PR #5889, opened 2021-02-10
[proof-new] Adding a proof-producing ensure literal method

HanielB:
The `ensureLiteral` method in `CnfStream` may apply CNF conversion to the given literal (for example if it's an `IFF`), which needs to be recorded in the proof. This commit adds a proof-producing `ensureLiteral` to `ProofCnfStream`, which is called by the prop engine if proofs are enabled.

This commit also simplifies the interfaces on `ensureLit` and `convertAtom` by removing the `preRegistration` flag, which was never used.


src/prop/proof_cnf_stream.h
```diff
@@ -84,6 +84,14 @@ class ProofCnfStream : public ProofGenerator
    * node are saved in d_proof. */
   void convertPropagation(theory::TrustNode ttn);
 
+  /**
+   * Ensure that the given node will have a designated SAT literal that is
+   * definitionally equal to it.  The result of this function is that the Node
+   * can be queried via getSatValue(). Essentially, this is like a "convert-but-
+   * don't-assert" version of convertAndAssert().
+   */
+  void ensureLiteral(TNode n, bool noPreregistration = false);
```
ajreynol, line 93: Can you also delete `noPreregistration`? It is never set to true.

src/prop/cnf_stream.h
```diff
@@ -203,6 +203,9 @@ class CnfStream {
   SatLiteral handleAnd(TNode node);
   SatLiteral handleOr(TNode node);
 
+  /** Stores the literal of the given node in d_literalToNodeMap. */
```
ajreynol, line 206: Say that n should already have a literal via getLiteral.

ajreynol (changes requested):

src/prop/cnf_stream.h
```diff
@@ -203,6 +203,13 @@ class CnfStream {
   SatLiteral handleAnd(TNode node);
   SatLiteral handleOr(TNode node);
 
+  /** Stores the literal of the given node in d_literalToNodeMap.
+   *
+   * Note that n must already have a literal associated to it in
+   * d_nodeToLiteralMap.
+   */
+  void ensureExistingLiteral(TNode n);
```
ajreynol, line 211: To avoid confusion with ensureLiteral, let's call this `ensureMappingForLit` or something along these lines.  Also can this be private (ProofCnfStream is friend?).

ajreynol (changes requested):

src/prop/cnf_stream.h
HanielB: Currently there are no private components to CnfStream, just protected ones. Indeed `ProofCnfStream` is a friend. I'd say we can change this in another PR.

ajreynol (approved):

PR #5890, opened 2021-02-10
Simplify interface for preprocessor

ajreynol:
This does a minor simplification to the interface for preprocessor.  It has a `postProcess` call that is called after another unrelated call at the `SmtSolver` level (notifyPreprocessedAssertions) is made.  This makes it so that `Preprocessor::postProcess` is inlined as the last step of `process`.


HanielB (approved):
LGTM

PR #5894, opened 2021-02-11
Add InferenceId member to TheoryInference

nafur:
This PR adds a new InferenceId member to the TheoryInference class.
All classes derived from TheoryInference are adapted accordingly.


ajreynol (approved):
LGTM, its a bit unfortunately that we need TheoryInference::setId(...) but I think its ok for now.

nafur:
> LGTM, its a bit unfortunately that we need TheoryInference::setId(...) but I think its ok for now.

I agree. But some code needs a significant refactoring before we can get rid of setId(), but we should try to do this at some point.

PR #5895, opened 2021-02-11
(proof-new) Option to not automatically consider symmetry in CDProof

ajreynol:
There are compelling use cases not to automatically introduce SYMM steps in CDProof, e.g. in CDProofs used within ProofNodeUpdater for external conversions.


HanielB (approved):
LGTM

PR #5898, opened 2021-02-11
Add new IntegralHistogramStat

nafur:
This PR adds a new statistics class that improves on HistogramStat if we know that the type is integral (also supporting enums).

* * *

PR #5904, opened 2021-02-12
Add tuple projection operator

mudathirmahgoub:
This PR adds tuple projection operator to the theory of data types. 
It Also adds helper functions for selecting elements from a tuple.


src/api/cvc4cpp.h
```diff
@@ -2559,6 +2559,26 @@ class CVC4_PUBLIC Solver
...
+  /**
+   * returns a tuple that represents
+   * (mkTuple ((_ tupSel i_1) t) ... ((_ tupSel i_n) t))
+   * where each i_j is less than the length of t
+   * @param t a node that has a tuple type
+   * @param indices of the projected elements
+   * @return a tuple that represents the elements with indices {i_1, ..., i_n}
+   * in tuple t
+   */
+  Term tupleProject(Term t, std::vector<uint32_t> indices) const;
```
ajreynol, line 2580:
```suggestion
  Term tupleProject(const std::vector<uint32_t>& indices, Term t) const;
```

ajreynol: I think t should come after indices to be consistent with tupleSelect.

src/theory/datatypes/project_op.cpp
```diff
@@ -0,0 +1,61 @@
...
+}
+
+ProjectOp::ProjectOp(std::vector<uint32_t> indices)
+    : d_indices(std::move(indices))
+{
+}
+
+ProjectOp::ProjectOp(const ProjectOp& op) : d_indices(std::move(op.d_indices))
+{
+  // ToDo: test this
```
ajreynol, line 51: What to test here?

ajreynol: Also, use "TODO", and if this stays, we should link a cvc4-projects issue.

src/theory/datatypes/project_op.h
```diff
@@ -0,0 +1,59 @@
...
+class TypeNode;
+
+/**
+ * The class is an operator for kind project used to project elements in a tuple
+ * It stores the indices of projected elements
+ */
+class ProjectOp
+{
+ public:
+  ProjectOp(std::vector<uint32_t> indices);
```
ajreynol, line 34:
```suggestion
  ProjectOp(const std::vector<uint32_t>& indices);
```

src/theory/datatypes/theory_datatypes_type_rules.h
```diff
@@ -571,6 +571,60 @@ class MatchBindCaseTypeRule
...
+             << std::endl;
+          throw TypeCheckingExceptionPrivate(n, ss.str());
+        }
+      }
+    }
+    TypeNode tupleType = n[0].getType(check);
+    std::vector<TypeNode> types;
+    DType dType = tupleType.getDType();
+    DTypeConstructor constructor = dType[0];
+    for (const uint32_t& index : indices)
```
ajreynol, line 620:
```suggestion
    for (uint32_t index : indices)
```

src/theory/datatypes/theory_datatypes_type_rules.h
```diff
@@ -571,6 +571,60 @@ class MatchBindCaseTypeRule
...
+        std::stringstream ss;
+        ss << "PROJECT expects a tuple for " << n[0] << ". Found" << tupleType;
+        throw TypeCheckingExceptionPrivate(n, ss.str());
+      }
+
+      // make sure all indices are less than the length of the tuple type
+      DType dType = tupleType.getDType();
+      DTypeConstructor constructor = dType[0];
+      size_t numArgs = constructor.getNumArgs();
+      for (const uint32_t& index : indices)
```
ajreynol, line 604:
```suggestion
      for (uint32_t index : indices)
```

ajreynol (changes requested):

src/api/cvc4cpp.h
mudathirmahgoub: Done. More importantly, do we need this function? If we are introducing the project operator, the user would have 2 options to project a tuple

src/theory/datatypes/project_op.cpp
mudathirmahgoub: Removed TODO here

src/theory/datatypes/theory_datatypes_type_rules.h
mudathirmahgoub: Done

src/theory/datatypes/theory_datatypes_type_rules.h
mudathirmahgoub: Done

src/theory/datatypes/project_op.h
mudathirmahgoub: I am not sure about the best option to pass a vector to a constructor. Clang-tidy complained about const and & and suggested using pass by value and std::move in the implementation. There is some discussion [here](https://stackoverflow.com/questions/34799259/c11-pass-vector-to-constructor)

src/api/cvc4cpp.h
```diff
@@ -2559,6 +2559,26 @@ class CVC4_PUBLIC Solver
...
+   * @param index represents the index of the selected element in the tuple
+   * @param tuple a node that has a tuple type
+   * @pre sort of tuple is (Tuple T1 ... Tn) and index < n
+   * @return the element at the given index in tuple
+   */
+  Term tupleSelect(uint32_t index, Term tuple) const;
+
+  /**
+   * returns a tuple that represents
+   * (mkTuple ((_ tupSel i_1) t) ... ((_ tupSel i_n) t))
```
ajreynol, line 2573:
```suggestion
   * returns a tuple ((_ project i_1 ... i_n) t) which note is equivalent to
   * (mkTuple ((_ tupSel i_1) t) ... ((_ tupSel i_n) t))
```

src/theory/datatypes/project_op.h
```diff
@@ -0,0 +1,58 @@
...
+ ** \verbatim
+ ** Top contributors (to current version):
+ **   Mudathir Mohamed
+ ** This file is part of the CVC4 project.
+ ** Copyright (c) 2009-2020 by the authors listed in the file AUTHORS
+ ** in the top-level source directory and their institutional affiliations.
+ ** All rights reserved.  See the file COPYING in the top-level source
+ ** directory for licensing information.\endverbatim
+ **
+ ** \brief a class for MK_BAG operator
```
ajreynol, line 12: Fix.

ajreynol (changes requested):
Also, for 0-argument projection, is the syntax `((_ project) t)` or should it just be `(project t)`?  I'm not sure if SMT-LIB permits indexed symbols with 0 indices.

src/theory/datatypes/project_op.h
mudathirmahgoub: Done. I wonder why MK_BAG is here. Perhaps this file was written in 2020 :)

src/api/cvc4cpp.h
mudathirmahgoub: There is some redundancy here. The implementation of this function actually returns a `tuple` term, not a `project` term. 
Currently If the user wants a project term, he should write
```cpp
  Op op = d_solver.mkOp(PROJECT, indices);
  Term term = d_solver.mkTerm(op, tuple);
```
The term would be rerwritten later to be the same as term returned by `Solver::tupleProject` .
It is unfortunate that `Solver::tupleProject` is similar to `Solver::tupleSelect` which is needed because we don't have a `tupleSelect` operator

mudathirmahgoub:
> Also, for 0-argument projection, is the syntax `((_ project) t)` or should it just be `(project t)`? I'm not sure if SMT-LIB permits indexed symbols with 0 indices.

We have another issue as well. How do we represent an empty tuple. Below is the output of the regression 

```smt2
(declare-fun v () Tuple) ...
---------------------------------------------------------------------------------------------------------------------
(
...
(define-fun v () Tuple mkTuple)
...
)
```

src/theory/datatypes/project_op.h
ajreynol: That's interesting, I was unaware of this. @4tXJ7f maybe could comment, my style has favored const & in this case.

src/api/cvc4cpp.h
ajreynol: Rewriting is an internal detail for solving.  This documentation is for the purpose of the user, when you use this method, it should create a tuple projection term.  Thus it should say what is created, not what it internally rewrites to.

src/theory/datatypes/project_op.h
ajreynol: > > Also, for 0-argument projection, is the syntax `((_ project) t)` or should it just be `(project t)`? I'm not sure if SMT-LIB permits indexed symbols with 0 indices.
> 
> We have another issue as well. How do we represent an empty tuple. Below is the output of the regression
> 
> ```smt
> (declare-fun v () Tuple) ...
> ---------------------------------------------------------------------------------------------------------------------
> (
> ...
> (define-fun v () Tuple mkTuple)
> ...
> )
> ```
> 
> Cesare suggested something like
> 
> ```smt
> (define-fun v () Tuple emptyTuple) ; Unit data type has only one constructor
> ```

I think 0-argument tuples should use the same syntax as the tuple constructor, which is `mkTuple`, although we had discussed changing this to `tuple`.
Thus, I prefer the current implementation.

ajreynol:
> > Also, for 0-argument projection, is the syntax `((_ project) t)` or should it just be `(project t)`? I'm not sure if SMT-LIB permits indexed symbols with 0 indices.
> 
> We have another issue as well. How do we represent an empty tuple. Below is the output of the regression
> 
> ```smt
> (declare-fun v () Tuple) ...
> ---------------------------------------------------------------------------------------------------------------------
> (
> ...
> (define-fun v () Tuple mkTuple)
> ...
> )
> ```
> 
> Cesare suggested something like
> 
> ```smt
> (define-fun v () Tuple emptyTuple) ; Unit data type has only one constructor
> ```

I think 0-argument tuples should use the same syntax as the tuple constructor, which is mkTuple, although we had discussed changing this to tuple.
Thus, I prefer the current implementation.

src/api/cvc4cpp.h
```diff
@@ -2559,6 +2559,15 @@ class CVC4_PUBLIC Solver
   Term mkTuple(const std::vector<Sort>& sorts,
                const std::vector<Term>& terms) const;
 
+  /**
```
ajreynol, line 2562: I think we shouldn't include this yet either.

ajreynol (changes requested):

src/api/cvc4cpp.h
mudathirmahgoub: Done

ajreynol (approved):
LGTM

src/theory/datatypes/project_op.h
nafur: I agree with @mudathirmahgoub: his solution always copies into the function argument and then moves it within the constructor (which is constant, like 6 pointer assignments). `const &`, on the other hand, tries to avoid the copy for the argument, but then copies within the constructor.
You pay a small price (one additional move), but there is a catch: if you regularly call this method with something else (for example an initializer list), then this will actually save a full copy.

* [Directions for this task]: Wherever "never" appears in a line of the entries, copy that line.

* [Written solution]:
This commit also simplifies the interfaces on `ensureLit` and `convertAtom` by removing the `preRegistration` flag, which was never used.
ajreynol, line 93: Can you also delete `noPreregistration`? It is never set to true.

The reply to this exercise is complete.